Only the lines containing "tried" should appear in the answer, copied from the listing below.

═══ Material provided ═══

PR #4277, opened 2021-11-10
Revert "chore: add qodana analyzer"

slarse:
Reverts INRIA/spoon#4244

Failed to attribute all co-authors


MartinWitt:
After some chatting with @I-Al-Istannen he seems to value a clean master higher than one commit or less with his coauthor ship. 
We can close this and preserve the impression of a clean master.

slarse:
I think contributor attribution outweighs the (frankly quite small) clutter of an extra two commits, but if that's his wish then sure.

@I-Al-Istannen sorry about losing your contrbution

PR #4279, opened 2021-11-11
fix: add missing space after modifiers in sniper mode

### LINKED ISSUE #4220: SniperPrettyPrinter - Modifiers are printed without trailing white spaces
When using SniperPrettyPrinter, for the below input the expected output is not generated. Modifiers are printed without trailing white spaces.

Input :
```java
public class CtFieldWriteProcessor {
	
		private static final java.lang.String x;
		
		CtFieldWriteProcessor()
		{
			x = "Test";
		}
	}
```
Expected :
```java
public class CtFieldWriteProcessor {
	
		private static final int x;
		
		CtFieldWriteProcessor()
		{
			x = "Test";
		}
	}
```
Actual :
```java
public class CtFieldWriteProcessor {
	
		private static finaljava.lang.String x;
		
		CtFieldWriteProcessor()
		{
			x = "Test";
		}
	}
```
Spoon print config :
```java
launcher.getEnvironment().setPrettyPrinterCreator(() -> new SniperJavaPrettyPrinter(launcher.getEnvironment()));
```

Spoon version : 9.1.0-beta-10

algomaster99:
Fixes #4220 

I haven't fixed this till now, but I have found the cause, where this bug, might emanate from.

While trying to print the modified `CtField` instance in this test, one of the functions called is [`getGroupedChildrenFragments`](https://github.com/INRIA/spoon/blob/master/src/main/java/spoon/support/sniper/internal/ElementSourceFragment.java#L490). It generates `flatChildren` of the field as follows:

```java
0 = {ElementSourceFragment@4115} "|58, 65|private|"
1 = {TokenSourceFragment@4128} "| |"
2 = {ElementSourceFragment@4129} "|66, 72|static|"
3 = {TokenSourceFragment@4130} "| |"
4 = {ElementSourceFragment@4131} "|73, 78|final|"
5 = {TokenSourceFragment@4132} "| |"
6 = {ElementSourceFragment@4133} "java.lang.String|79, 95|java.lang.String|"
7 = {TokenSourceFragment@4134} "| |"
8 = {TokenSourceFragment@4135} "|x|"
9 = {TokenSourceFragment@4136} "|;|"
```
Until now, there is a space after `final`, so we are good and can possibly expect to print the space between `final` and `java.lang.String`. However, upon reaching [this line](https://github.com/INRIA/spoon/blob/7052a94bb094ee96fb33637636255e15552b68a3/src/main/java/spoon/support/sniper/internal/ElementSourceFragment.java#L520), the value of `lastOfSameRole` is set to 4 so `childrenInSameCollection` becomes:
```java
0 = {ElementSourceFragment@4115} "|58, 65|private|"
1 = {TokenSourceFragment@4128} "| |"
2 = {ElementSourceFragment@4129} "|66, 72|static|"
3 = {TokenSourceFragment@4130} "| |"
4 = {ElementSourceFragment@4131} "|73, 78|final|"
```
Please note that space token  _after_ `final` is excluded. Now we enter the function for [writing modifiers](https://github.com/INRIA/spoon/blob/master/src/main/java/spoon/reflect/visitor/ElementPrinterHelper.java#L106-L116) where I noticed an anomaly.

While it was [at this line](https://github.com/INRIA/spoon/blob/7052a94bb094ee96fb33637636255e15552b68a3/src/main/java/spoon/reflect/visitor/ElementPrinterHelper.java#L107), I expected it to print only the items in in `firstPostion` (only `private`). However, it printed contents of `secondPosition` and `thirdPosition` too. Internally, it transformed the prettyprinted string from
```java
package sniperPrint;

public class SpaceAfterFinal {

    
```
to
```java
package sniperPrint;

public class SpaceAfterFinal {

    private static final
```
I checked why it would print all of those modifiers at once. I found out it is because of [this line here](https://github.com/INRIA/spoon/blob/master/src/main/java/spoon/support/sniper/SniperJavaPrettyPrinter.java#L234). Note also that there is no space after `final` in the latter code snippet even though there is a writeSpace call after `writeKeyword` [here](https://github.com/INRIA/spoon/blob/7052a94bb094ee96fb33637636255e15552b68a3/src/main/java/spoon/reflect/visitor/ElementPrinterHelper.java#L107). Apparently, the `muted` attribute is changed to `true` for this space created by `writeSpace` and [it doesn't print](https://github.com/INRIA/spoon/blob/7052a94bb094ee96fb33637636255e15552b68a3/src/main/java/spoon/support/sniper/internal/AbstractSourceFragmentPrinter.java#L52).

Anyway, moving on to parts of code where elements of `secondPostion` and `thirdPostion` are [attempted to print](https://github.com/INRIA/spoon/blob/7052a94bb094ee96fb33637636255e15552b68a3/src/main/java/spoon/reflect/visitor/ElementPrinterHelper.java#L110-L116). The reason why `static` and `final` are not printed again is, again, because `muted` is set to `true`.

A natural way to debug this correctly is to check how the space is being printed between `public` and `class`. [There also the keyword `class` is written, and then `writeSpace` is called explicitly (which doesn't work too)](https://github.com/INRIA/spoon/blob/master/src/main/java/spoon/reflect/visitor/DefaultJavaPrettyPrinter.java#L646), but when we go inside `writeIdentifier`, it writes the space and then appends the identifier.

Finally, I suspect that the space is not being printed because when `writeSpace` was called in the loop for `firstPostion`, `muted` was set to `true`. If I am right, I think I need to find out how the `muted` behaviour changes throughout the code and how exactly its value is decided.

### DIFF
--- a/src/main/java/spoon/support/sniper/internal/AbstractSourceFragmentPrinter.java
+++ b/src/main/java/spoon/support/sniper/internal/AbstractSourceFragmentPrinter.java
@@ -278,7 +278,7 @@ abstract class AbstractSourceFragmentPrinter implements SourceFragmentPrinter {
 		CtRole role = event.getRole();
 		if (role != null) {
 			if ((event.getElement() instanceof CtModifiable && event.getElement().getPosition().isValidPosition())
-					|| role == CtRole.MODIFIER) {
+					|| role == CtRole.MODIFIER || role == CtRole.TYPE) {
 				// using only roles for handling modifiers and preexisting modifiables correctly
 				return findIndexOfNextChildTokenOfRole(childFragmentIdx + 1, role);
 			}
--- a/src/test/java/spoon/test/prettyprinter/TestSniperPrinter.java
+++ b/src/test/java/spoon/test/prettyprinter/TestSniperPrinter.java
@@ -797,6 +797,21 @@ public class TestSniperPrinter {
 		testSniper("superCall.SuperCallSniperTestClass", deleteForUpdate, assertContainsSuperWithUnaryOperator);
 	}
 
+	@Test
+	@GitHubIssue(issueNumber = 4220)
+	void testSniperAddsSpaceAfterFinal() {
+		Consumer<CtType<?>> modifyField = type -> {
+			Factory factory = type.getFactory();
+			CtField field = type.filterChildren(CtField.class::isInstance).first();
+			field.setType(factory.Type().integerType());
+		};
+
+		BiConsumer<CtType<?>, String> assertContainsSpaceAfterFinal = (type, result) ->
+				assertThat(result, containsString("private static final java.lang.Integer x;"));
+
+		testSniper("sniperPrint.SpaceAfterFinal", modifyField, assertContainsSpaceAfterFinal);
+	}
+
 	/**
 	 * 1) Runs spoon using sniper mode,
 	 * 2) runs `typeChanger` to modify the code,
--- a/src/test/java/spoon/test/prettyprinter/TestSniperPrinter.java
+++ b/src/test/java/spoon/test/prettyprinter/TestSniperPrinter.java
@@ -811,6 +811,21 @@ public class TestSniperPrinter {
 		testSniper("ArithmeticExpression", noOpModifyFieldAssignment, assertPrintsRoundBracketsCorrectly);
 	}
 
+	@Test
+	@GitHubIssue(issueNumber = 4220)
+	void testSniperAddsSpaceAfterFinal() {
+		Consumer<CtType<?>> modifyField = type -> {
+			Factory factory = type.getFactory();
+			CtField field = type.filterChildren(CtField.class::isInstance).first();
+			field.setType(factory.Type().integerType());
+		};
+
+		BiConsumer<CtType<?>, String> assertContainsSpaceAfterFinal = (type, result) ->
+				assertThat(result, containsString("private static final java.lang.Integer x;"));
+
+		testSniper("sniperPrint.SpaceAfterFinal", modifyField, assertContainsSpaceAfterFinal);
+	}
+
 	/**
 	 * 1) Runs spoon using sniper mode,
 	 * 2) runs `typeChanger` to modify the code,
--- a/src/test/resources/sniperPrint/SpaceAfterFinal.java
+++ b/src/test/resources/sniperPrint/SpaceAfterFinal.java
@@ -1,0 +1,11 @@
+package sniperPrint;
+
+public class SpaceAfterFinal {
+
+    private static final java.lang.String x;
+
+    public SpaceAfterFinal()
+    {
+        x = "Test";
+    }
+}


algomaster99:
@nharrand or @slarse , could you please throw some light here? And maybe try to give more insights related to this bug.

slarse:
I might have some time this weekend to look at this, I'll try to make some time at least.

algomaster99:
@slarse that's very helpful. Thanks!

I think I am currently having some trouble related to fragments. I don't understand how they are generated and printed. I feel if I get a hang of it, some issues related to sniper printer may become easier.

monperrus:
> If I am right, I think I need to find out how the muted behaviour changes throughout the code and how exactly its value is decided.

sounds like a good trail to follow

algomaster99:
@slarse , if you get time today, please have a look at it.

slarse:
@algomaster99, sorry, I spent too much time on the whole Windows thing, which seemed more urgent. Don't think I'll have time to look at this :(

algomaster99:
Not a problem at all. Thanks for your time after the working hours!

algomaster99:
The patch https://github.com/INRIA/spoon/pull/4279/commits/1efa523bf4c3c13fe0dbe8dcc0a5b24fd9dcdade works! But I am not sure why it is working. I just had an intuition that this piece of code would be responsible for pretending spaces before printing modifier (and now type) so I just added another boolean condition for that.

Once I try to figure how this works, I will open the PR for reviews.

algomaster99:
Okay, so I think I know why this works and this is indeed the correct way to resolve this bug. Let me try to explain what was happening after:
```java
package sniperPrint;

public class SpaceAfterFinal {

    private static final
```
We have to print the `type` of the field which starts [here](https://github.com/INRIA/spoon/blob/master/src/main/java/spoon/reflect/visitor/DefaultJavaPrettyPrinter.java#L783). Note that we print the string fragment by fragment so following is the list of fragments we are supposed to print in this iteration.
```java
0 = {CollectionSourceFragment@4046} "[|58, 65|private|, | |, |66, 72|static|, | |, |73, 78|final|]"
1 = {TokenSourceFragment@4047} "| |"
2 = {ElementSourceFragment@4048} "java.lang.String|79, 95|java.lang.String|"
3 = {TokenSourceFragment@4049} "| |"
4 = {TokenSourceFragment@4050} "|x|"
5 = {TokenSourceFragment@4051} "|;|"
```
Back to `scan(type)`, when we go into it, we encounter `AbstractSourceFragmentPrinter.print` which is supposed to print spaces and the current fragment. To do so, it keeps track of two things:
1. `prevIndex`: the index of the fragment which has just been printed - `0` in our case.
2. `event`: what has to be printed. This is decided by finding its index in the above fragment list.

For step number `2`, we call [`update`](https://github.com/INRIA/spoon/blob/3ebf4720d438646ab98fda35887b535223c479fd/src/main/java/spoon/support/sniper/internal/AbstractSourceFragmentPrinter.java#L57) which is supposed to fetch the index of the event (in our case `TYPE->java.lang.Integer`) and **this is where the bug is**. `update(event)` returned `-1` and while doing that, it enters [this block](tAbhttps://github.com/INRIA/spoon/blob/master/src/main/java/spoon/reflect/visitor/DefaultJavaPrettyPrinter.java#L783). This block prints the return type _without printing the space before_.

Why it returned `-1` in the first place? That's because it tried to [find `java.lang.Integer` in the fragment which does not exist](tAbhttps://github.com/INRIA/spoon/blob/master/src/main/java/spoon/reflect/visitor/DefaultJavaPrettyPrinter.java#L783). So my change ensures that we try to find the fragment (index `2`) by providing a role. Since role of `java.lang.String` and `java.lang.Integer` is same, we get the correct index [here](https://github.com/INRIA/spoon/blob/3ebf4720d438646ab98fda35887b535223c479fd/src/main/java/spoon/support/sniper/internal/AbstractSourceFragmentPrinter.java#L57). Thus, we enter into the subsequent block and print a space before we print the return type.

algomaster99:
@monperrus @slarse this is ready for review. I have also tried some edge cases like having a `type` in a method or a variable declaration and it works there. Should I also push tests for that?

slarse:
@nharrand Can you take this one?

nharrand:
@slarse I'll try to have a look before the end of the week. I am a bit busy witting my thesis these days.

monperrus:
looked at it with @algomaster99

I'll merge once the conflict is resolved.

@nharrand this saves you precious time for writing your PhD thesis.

═══

→ **Expected answer**:
Why it returned `-1` in the first place? That's because it tried to [find `java.lang.Integer` in the fragment which does not exist](tAbhttps://github.com/INRIA/spoon/blob/master/src/main/java/spoon/reflect/visitor/DefaultJavaPrettyPrinter.java#L783). So my change ensures that we try to find the fragment (index `2`) by providing a role. Since role of `java.lang.String` and `java.lang.Integer` is same, we get the correct index [here](https://github.com/INRIA/spoon/blob/3ebf4720d438646ab98fda35887b535223c479fd/src/main/java/spoon/support/sniper/internal/AbstractSourceFragmentPrinter.java#L57). Thus, we enter into the subsequent block and print a space before we print the return type.
@monperrus @slarse this is ready for review. I have also tried some edge cases like having a `type` in a method or a variable declaration and it works there. Should I also push tests for that?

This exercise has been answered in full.